Work instruction: Copy the records. Keep every line exactly as it is.

Information given:
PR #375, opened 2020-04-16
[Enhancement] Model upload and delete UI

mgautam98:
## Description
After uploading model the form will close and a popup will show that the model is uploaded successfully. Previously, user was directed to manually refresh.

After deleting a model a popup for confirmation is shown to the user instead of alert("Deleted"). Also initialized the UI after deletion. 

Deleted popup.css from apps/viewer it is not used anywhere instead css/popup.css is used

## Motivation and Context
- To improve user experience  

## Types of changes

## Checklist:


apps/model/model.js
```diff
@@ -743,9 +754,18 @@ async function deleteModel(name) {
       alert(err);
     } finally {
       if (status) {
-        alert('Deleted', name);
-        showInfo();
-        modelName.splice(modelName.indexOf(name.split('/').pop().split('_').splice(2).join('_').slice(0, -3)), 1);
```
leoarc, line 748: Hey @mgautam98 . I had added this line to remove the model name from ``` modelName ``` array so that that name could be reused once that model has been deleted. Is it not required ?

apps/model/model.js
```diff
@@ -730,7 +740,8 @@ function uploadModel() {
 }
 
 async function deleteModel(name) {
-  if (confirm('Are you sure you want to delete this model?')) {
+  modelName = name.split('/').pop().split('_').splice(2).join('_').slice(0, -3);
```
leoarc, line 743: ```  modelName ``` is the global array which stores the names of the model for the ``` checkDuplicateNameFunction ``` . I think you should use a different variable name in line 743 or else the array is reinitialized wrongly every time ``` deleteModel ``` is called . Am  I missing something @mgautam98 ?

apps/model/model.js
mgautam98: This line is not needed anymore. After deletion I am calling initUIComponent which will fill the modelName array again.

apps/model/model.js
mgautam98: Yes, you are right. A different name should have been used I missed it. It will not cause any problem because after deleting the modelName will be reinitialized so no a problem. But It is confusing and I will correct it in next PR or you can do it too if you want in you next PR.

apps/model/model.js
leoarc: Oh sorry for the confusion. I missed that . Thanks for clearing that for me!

Result of this task:
PR #375, opened 2020-04-16
[Enhancement] Model upload and delete UI

mgautam98:
## Description
After uploading model the form will close and a popup will show that the model is uploaded successfully. Previously, user was directed to manually refresh.

After deleting a model a popup for confirmation is shown to the user instead of alert("Deleted"). Also initialized the UI after deletion. 

Deleted popup.css from apps/viewer it is not used anywhere instead css/popup.css is used

## Motivation and Context
- To improve user experience  

## Types of changes

## Checklist:


apps/model/model.js
```diff
@@ -743,9 +754,18 @@ async function deleteModel(name) {
       alert(err);
     } finally {
       if (status) {
-        alert('Deleted', name);
-        showInfo();
-        modelName.splice(modelName.indexOf(name.split('/').pop().split('_').splice(2).join('_').slice(0, -3)), 1);
```
leoarc, line 748: Hey @mgautam98 . I had added this line to remove the model name from ``` modelName ``` array so that that name could be reused once that model has been deleted. Is it not required ?

apps/model/model.js
```diff
@@ -730,7 +740,8 @@ function uploadModel() {
 }
 
 async function deleteModel(name) {
-  if (confirm('Are you sure you want to delete this model?')) {
+  modelName = name.split('/').pop().split('_').splice(2).join('_').slice(0, -3);
```
leoarc, line 743: ```  modelName ``` is the global array which stores the names of the model for the ``` checkDuplicateNameFunction ``` . I think you should use a different variable name in line 743 or else the array is reinitialized wrongly every time ``` deleteModel ``` is called . Am  I missing something @mgautam98 ?

apps/model/model.js
mgautam98: This line is not needed anymore. After deletion I am calling initUIComponent which will fill the modelName array again.

apps/model/model.js
mgautam98: Yes, you are right. A different name should have been used I missed it. It will not cause any problem because after deleting the modelName will be reinitialized so no a problem. But It is confusing and I will correct it in next PR or you can do it too if you want in you next PR.

apps/model/model.js
leoarc: Oh sorry for the confusion. I missed that . Thanks for clearing that for me!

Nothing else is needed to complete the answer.